The Path to v1.0.0

Question

The Path to v1.0.0

PanQiWei opened this issue 9 months ago · comments

Hi everyone, long time no see! Start from this week, I will use about 4 weeks to gradually push AutoGPTQ to v1.0.0, in the mean time, there will be 2~3 minor version released as optimization or feature preview so that you can experience those updates as soon as they are finished and I can hear more community voices and get more feedbacks.

My vision is at the time of v1.0.0 is released, AutoGPTQ can serve as an automatic, extendable and flexible quantization backend for all language models that are written by Pytorch.

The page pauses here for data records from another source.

PR #91, opened 2018-06-15
Font alignment selector

dnmeid:
Made a picker for the alignment (based on colorpicker)


lib/bank.js
```diff
@@ -20,7 +20,13 @@ function bank(system) {
 				type: 'textinput',
 				id: 'text',
 				label: 'Button text',
-				width: 12
+				width: 10
+			},
+			{
+				type: 'alignmentcontrol',
```
haakonnessjoen: I think the better solution would be to have a type: 'select' or 'dropdown'. And then give the options as options: [ { id: xx, value: 'Left' }, ... ]

PR #419, opened 2018-12-27
Minor: Action delays can be absolute or relative. Can also be reordered.

SteveTherrien:
Added a new option for all buttons whether to make the delay timing absolute or relative. The default is still absolute. When delays are relative, a preceding actions' delay is added to all subsequent actions' delays.

Actions can also be reordered by dragging an actions' label up/down in the table.

Example
- Action 1. Delay 1000 ms
- Action 2. Delay 2000 ms
- Action 3. Delay 0 ms
- Action 4. Delay 1000 ms

With absolute delays:
- Action 3 runs immediately.
- After 1000 ms, actions 1 and 4 run.
- After another 1000 ms, action 2 runs.

With relative delays:
- Action 1 runs after a 1000 ms delay.
- Action 2 runs 2000 ms after after 1.
- Action 3 runs with action 2.
- Action 4 runs 1000 ms after actions 2 and 3.


willosof:
William Viker [3:36 AM]
@Steve Therrien the thing that happens when you start moving cant happen
the extra row over there has to go 🙂 
nope
it makes no sense what so ever
and, maybe we should have a drag-burger in the left side of the table?
and, you should use the up/down cursor, not the up/down/left/right 🙂 
Where do I decide if the delays are going to be absolute or relative?
i would want to do decide that for each action 🙂 
and we should restrict the motion horitzontally, so we're only able to move it vertical

SteveTherrien:
I didn't want to add a new library to Companion so I reused the `touch-dnd.js` library it came with. The extra row is a side effect of that library. It can be disabled, but dragging a row wasn't as intuitive then.

I've replaced the library with a proper row sorter which is a cleaner experience.

I've added a grip next to the labels to show there's something there to drag around. I'm not sure if there's a better way to display the grip. I didn't want to create a new column and the "Delete" event is bound to that table cell, so I settled next to the label. I'm trying to keep my PR as lite as possible.

I added some CSS to clean up the row reordering. This library also restricts the row dragging to the Y axis.

relative-2

Each button has a "Relative Delays" checkbox at the top which toggles between relative and absolute mode. Absolute is the default (as it was before).

relative-3

----

If everything looks good, I'll add a note describing the feature to `gettingstarted.md` before it's merged.

krocheck:
One way I've seen drag handles in other things is to have a 'hamburger' column (attached image I found).  The style of the handle I think is appropriate, but giving it its own column would clean it up IMO.

image

SteveTherrien:
I didn't want to reuse the [bars](https://fontawesome.com/icons/bars?style=solid) icon since it represents the menu. [grip-horizontal](https://fontawesome.com/icons/grip-horizontal?style=solid) didn't feel right, and [grip-lines](https://fontawesome.com/icons/grip-lines?style=solid), which I wanted to use, isn't available in our font-awesome pack.

I wanted to avoid adding a new column if it wasn't needed (the UI already feels tight on my screen), but...

relative-4

How does this look?

krocheck:
I think it works better then where it was for the time being.  Good work!

SteveTherrien:
It does look cleaner on the side, but at the expense of losing 32px of horizontal space. It's probably not a concern for most people though.

willosof:
I like the one with arrows, but they should be on the left i think :)

SteveTherrien:
Sure thing:

relative-5

SteveTherrien:
Awesome! Thanks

I open this issue to list all the things will be done (optimizations, new features, bug fixes, etc) and record the development progress.(so contents below will be updated frequently)

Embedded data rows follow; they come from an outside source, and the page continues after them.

PR #421, opened 2018-12-31
Interface instead of IP and port

Mariu5:
I think it is more consistent to use the interface instead of IP. it's more like in the GUI version and it's DHCP compatible.

### DIFF
--- a/headless.js
+++ b/headless.js
@@ -23,13 +23,11 @@ if (process.argv.length < 3) {
     console.log("Available Interfaces:");
 
     Object.keys(ifaces).forEach(function (ifname) {
-
         ifaces[ifname].forEach(function (iface) {
             if ('IPv4' !== iface.family) {
                 // skip over non-ipv4 addresses for now
                 return;
             }
-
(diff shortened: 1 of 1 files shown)


krocheck:
How, if at all, does this affect interfaces with multiple IP addresses bound on them?  I've done this in the past on Win machines but not necessarily with Companion.

Mariu5:
> How, if at all, does this affect interfaces with multiple IP addresses bound on them? I've done this in the past on Win machines but not necessarily with Companion.

For now, interfaces with multiple IPs are not considered. what's the use case for this? What does the GUI when an interface has more than one IP?

krocheck:
The use-case would be where there's 2 control networks (1 DHCP and the other static OR both static) where you're not VLAN'ing the switch but simply using Layer 3 subnets to segment the networks.  In that case the control computer can be given an IP in both segments on a single interface.

But I checked and the secondary IP binds are currently ignored by interface dropdown anyway, so ignore my post.

PR #432, opened 2019-01-08
Issue 430 Patch

krocheck:
Bypasses the 'Bitfocus Companion' module from being added to modules_name array and therefore searchable in 'Add by search' Interface tab.

Tested.  Properly inhibits the module from 'Add by search' and did not see any errors in the normal execution or background load of the module/instance.


willosof:
👍

PR #506, opened 2019-02-24
Add ability to control button style with osc.

DrewLX:
Along side pressing the button, this adds /style/bgcolor, /style/color and /style/text...

Pretty simple really, but I needed for an event so that QLab could update button labels based on very specific things. It could be argued this should be done as feedback on the OSC module, but I figured this was simpler.

### DIFF
--- a/lib/osc.js
+++ b/lib/osc.js
@@ -62,8 +62,49 @@ function osc(system) {
 				}
 
 			}
+		} else if (message.address.match(/^\/style\/bgcolor\/\d+\/\d+$/)) {
+			if (message.args.length > 2) {
+				var r = message.args[0].value;
+				var g = message.args[1].value;
+				var b = message.args[2].value;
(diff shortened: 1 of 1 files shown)


haakonnessjoen:
If this feature is going to be added, I think that this should be added via a feedback from the internal module.

willosof:
CLA Pending.

DrewLX:
CLA is signed. If I follow the link it shows as being completed.

haakonnessjoen:
Have you added the email used in the commit to your github user account?

DrewLX:
As far as I can see, its all from the same account / email etc.

haakonnessjoen:
The commit was done by "Drew Perry <drew@event.engineering>"

DrewLX:
Ahhh! Sorry, my bad. Should be clear now

PR #508, opened 2019-02-26
Add Dockerfile

LesterCovax:
A Dockerfile and corresponding .dockerignore file are included in this PR.  The resulting docker image has been tested by myself and several people in Slack (https://hub.docker.com/r/lestercovax/companion).    This has also been tested running on a Synology NAS, and an Unraid instance.  I'll eventually create a public Unraid template so it shows up in the Unraid app list.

Feel free to comment in the thread to give your opinions and suggestions!

Optimizations

refactor the code framework for the future extensions while maintain the important interfaces.
- separate quantization logic as a stand alone module and serve as mixin.
- design automatic structure recognize strategy to better support different models (hope can even support multi-modal and diffusion models).
speed up model packing after quantization.
support kernel fusion to more models to futher speed up inference.

New Features

model sharping: split model checkpoint into multiple files and load from multiple files. #364
tensor parallelism for all kinds of QuantLinear that are supported by AutoGPTQ.
CLI: run common commands such as quantization and benchmark directly.

Bug Fixes

Author Morgan · Answer 1 · Thu Feb 15 2024 16:54:42 GMT+0800 (China Standard Time)

Hi @PanQiWei, Any updates regarding version 1.0.0?